И если они не растеряют это чувство с течением беззаботных, ничем не омрачаемых лет, то я была бы спокойна за будущее наших потомков, когда придет черед и мне в последний раз закрыть свои глаза.


Снова темнота — та, что встречала меня под горами. Миллионы тонн каменной породы нависали над головой, тисками сдавливая грудь, трепетавшую в тщетном усилии протолкнуть в себя хоть немного воздуха. Снова безмолвие и сухой, ровный жар, исходящий из недр земли. Снова мое дыхание, остававшееся единственным звуком в этом мире темноты — и все вокруг застывало, вновь, как когда-то, превращаясь в черный песок. Сама земля рассыпалась от моих прикосновений, засасывая в шуршащую черную бездну. Скользкий, похожий на чешуйки, он проникал в мои уши нос, рот и глаза, заставляя корчиться от удушья под тысячами, миллионами тонн, пытавшихся расплющить мою фигурку. Но когда удушье уже брало меня за горло, и костлявыми пальцами фигуры в черном балахоне начинало выковыривать изо рта рвущийся наружу язык для последнего вдоха, тяжесть вдруг отступала. Нечто огромное появлялось из глубины, и раздвигая черную, шуршащую смерть, выносило меня на поверхность — жалкую, кашляющую, судорожно хватавшую безвкусный, лишенный запахов воздух широко открытым ртом. Хватавшуюся за край громадного хитинового кольца — одного из многих, что опоясывали непередаваемо огромное существо. Медленно выползавшее на поверхность, словно появлявшийся из океанских волн Левиафан, оно замедлялось, и остановившись, лежало неподвижно, терпеливо дожидаясь, пока я избавлюсь от набившегося в глаза и уши черного песка.

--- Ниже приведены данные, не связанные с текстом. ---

PR #5716, opened 2019-04-25
Run rake-based test targets directly.

headius:
Running them through Maven causes an extra layer of buffering to
sometimes obscure where and when the suites hang, if they hang.

### DIFF
--- a/.travis.yml
+++ b/.travis.yml
@@ -44,54 +44,90 @@ matrix:
 
   include:
     - stage: test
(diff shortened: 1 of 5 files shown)


lopex:
So let's be clear here, layers of buffering or the suites are causing the problem ?

headius:
@lopex No, the buffering was just obscuring where the hang happened.

eregon:
Wooh, that's awesome :smiley: 
(I disliked spec running inside Rake inside Maven and Maven adding an `[exec]` prefix on every line, plus keeping Maven running for a while when there is no need)

PR #5719, opened 2019-04-27
Update specs

eregon:
* Specs for Ruby 2.3 are removed since MRI 2.3 is no longer supported.
* Timing specs should generally be more stable now with `TIME_TOLERANCE`.


eregon:
It looks like `Process.clock_gettime(Process::CLOCK_REALTIME)` gives microsecond-precise results in JRuby, but that `Process.clock_getres(Process::CLOCK_REALTIME)` pretends it's only millisecond-precise, that's most of the new tags added.

PR #5722, opened 2019-04-29
use same parameter for DNS.allocate_request_id/free_request_id to fix leak

colinsurprenant:
As described in logstash-plugins/logstash-filter-dns#52 

`resolv.rb` was updated from upstream Ruby stdlib starting at JRuby 9.2.0.0 which essentially re-introduced issue logstash-plugins/logstash-filter-dns#40 where all DNS request will eventually systematically time out.

This problem will only be triggered if there are multiple nameserver hosts specified OR if there is no nameserver host but there are more than one host in `/etc/resolv.conf` resulting in the usage of the `UnconnectedUDP` class in `resolv.rb`.

Essentially the problem is that the [`DNS.allocate_request_id(host, port)` call](https://github.com/jruby/jruby/blob/9.2.0.0/lib/ruby/stdlib/resolv.rb#L790) will cache the allocated id using the `host` and `port` parameters. 

But the cache cleanup will be done in the `close` method by the [DNS.free_request_id(service[0], service[1], id) call](https://github.com/jruby/jruby/blob/9.2.0.0/lib/ruby/stdlib/resolv.rb#L802) where the `service[0]` [will be `IPAddr.new(host)`](https://github.com/jruby/jruby/blob/9.2.0.0/lib/ruby/stdlib/resolv.rb#L789) and not the original `host` string used in the `sender` method leading to not finding the original cache key and not freeing it from the cache which is 64k elements wide and once full, the `allocate_request_id` method [will loop forever](https://github.com/jruby/jruby/blob/9.2.0.0/lib/ruby/stdlib/resolv.rb#L636-L638).

This fix just makes sure that the exact same parameters are used in both `DNS.allocate_request_id` and `DNS.free_request_id` using the `IPAddr#to_s` which will always yield the same host string. 

I am planning on submitting this issue upstream in Ruby but I figured I'd also submit here to provide a potential quicker turnaround for this nasty bug.

### DIFF
--- a/lib/ruby/stdlib/resolv.rb
+++ b/lib/ruby/stdlib/resolv.rb
@@ -783,7 +783,7 @@ class Resolv
           sock = @socks_hash[host.index(':') ? "::" : "0.0.0.0"]
           return nil if !sock
           service = [IPAddr.new(host), port]
-          id = DNS.allocate_request_id(host, port)
+          id = DNS.allocate_request_id(service[0].to_s, port)
           request = msg.encode
           request[0,2] = [id].pack('n')
           return @senders[[service, id]] =
@@ -795,7 +795,7 @@ class Resolv
             if @initialized
               super
               @senders.each_key {|service, id|
-                DNS.free_request_id(service[0], service[1], id)
+                DNS.free_request_id(service[0].to_s, service[1], id)
               }
               @initialized = false
             end


colinsurprenant:
I just checked in upstream Ruby and it actually [does not have this problem](https://github.com/ruby/ruby/blob/fc3e80cf6d8847fd5a2313dd7e2079d268f1ec84/lib/resolv.rb#L764-L786).  
This bug in the JRuby version of `resolv.rb` was actually introduced by https://github.com/jruby/jruby#4496

headius:
@colinsurprenant Ahh thanks for the footwork on this. We need to sort out what's the correct logic and do our best to sync it up between JRuby and CRuby.

headius:
@colinsurprenant Oh, so...if we pull CRuby's actual resolv.rb unmodified are we reintroducing that other issue?

colinsurprenant:
@headius yeah if you pull the latest CRuby `resolv.rb` it will revert #4496. I haven't really paid attention to what exactly #4496 does/fixes, I can certainly verify that and see if that fix is still needed and/or relevant in CRuby and to maybe submit it upstream?

headius:
@colinsurprenant Ah yes, @enebo refreshed my memory. So I believe #4496 was because our IPAddr and related structures were not quite matching CRuby...just another part of the complicated socket subsystem that we're not emulating exactly right. But things have changed in the meantime and a whole bunch of socket compat fixes got merged in within the last two years...we might be ok?

colinsurprenant:
@headius sounds good, I can certainly take a look!

headius:
@colinsurprenant Any status update on this? I don't have a problem merging this to fix JRuby but it would obviously be nicer if we could move toward MRI's version rather than further away.

colinsurprenant:
Dropped the ball on this :( 
Let's try for 9.2.9.0.

headius:
@colinsurprenant Ping again. 😁

I'm still unclear on whether we should merge this or update to a different version of MRI's resolv.rb (or whether we might already have the best version due to the [stdlib 2.7 update](#5917)  going into 9.2.9.)

headius:
Updating some details on my own...

The patch that @colinsurprenant proposes here does make our resolv.rb diverge further from the CRuby version. However the bug is caused by a separate divergence, and this just fixes that patch to work better.

If I'm understanding correctly, the change introduced in #4496 causes this to break because the `service` variable accessed in the `free_request_id` call is the version from `IPAddr.new`, which does not properly match the direct `host` version used by the call to `allocate_request_id`.

So I think the patch is is fine; the fix in #4496 was incomplete in that it only used the processed host along one path.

— «Почему?» — этот вопрос почему-то казался мне очень важным. Гораздо важнее знакомого пейзажа, напоминавшего поверхность незнакомых планет. Барханы черного песка расстилались до горизонта, блестя, словно бесконечное море, изрезанное тут и там поднимающимися из него скалами, чернеющими под холодным светом незнакомых звезд. Гораздо важнее громады медленно вращающегося столба из черного песка, занимавшего половину горизонта. Бледный свет исходил от черного неба, словно где-то в его вышине зажгли молочно-белый фонарь, и в его зыбком, болезненном свете были видны громады камней, пролетавших над головой. Кружащиеся в сложном танце, эти обломки чего-то огромного издавали неприятный, тревожащий гул, когда неслись в вышине, или скользили между черными скалами, сопровождаемые в полете камнями поменьше, следовавшими за ними как почетная свита, как рыбы-прилипалы, преследующие неторопливо кружащегося в океане кита. Но это было не важно — все было не важно, и значение имел для меня лишь ответ на вопрос.

— «Почему?».

— Ты же не ненавидишь огонь за то, что он жжется? Такова сущность огня» — неторопливо заявил Червь, похоже, лучше меня понимая суть этого вопроса-мольбы. Несмотря на громадные размеры, голос его походил на низкий женский или высокий мужской, он был поистине лишен пола – «Увидев меня, твоя сущность потребовала действия. Ты – та, кто ты есть, и твоя сущность не может быть изменена. Но ее можно контролировать. Пока кто-нибудь… что-нибудь… не возьмет над тобою верх. Поэтому вас и боятся. Опасаются. Преклоняются вам».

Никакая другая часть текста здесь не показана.